ERC Grant

Data-Driven Methods for Modelling and Optimizing the Empirical Performance of Deep Neural Networks (BeyondBlackbox)

Deep neural networks (DNNs) have led to dramatic improvements of the state-of-the-art for many important classification problems, such as object recognition from images or speech recognition from audio data. However, DNNs are also notoriously dependent on the tuning of their hyperparameters. Since their manual tuning is time-consuming and requires expert knowledge, recent years have seen the rise of Bayesian optimization methods for automating this task. While these methods have had substantial successes, the treatment of DNN performance as a black box poses fundamental limitations, allowing manual tuning to be more effective for large and computationally expensive data sets: humans can (1) exploit prior knowledge and extrapolate performance from data subsets, (2) monitor the DNN’s internal weight optimization by stochastic gradient descent over time, and (3) reactively change hyperparameters at runtime. We therefore propose to model DNN performance beyond a blackbox level and to use these models to develop for the first time:

  1. Next-generation Bayesian optimization methods that exploit data-driven priors to optimize performance orders of magnitude faster than currently possible;
  2. Graybox Bayesian optimization methods that have access to – and exploit – performance and state information of algorithm runs over time; and
  3. Hyperparameter control strategies that learn across different datasets to adapt hyperparameters reactively to the characteristics of any given situation.

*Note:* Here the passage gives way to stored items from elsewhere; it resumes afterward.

PR #585, opened 2026-08-17
feat(simulator): add nvtx ranges to simulated queries

johallar:
# Description
⚠️ Vibe Coded

Implements nvtx range generation in the simulator


johallar:
Add:
* categories
* generate all nvtx entity types (push/pop, marks, etc)

johanpel:
I think we'll need to hold off a bit for https://github.com/rapidsai/quent/issues/618 so everything can follow the same export / import path and a lot of code here will no longer be necessary.

PR #588, opened 2026-08-17
feat(ui): deep linking part 2

johallar:
# Description
* Adds the rest of the "useful" state to deep linking context, this should allow users to share most of the existing UI state in the URL.
* Figures out the versioned schema plan in more depth. This should allow new version of quent to be fully backwards compatible with old shared links. Schemas are defined with a version, this version determines how the payload will be decoded and used to populate the app state. 
* Removes the v dated /node/:id route

## Related Issues
#

## Testing
1. Test sharing/generation of all state here: https://github.com/rapidsai/quent/pull/588/changes#diff-50bba7a20bf246d6a0819f863cc4355c298524fff331876755610a43dbf75ccbR100-R139
2. Pasted URLs should hydrate all state as it was
3. Copy a share URL from the `main` branch (expand resources, and zoom to specific area), checkout this feature branch, paste url in
4. Pasted URL should still populate the zoom range start/end and expanded resource IDs

## Screenshots

https://github.com/user-attachments/assets/82eee292-60c6-4174-840a-0b1827b53005


ui/docs/deep-links.md
```diff
@@ -7,32 +7,61 @@ Quent deep links are snapshots created by the **Copy Link** action. Opening a
...
 
 ```text
-/profile/engine/ENGINE/query/QUERY/timeline?s=v1.COMPRESSED_STATE
+/profile/engine/ENGINE/query/QUERY/timeline?s=v2.COMPRESSED_STATE
 ```
 
 Incoming state is treated as untrusted data and validated with the same Zod
-schema used by the UI and command-line tool. The complete absolute URL is
-limited to 2,048 characters.
+schema used by the UI and command-line tool. Arrays and identifier lengths have
```
cmatzenbach: Let use "resource id" instead of "identifier". It's not clear what that refers to.

ui/packages/@quent/components/src/dag/DAGChart.test.ts
```diff
@@ -0,0 +1,36 @@
...
+    metadata: { relatedOperatorIds: ['physical-1', 'physical-2'] },
+  },
+  {
+    id: 'other',
+    label: 'Other operator',
+    type: 'scan',
+  },
+];
+
+describe('resolveInspectedNodeData', () => {
```
cmatzenbach, line 22: As I mentioned on a previous PR, if we're going to start a test I think we should either add the full suite for the component or at least file a ticket so we know to go back and fill out the rest. It'll be easier for auditing later on when we try to figure out what still needs tested (granted, programs will tell us where coverage is missing...). Let me know if you disagree.

ui/packages/@quent/hooks/src/index.ts
```diff
@@ -138,6 +138,16 @@ export type {
 // Utility hooks
 export { useDeferredReady } from './dag/useDeferredReady';
 
+// Serializable state bridge for application deep links
```
cmatzenbach: Unnecessary comment, the import and file names are clear enough

ui/src/components/operator-table/OperatorTable.tsx
```diff
@@ -25,11 +25,15 @@ import {
 } from '@quent/hooks';
 import type { QueryBundle, EntityRef } from '@quent/utils';
 import { useTheme, THEME_DARK } from '@/contexts/ThemeContext';
-import type { OperatorTableRow } from './types';
+import {
+  DEFAULT_OPERATOR_TABLE_ENABLED,
+  OPERATOR_TABLE_INDEX_ORDER,
```
cmatzenbach, line 30: Nice refactor

ui/packages/@quent/hooks/src/deepLink/useSerializableViewState.ts
```diff
@@ -0,0 +1,218 @@
...
+  dataFlow?: Partial<SerializableDataFlowState>;
+  operatorTable?: SerializableOperatorTableState;
+}
+
+interface SerializableViewStateOptions {
+  operatorTablePersistKey: string;
+  operatorTableGroupKeys: readonly string[];
+}
+
+export function useSerializableViewState({
```
cmatzenbach, line 88: I played around with some different ways to possibly auto-generate this instead of having to hand-code this and `hydrate`, but I see the issue, some of the values aren't simple scalars (e.g. `dataFlow.playheadS`). I did find a way to generate most of this, but the special fields have to be taken care of separately, so in the end, it's not worth it. We will have to remember to update `read`, `hydrate`, the interfaces, and the default omission logic in `DeepLinkBoundary.tsx`'s `copyLink` function if we ever add more fields to these areas of state that are needed for deep linking.

cmatzenbach:
Found one bug:

1. Go to timeline page, scrub the timeline
2. Click Copy Link while still on timeline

DNNs play into our project in two ways. First, in all our methods we will use (Bayesian) DNNs to model and exploit the large amounts of performance data we will collect on various datasets. Second, our application goal is to optimize and control DNN hyperparameters far better than human experts and to obtain:

  1. Computationally inexpensive auto-tuned deep neural networks, even for large datasets, enabling the widespread use of deep learning by non-experts.